Stored data entries

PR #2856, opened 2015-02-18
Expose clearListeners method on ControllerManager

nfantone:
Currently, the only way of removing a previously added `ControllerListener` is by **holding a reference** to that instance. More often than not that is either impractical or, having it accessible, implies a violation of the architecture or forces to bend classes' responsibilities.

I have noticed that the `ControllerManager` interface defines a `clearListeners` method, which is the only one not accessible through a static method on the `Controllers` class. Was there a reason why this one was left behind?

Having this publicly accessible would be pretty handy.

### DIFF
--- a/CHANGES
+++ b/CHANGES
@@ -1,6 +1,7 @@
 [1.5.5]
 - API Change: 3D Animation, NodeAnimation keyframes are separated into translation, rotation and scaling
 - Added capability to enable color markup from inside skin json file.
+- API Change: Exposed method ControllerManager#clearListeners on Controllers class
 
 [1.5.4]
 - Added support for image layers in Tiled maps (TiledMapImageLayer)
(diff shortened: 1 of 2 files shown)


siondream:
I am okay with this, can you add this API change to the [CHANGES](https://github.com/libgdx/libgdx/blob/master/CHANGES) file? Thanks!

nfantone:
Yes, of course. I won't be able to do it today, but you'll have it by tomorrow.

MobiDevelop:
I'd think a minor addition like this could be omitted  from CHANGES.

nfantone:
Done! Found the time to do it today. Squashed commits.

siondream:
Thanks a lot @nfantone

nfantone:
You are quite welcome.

To do: Only lines with the word "method" are wanted, so copy each one from the records.

Exercise response:
Expose clearListeners method on ControllerManager
I have noticed that the `ControllerManager` interface defines a `clearListeners` method, which is the only one not accessible through a static method on the `Controllers` class. Was there a reason why this one was left behind?
+- API Change: Exposed method ControllerManager#clearListeners on Controllers class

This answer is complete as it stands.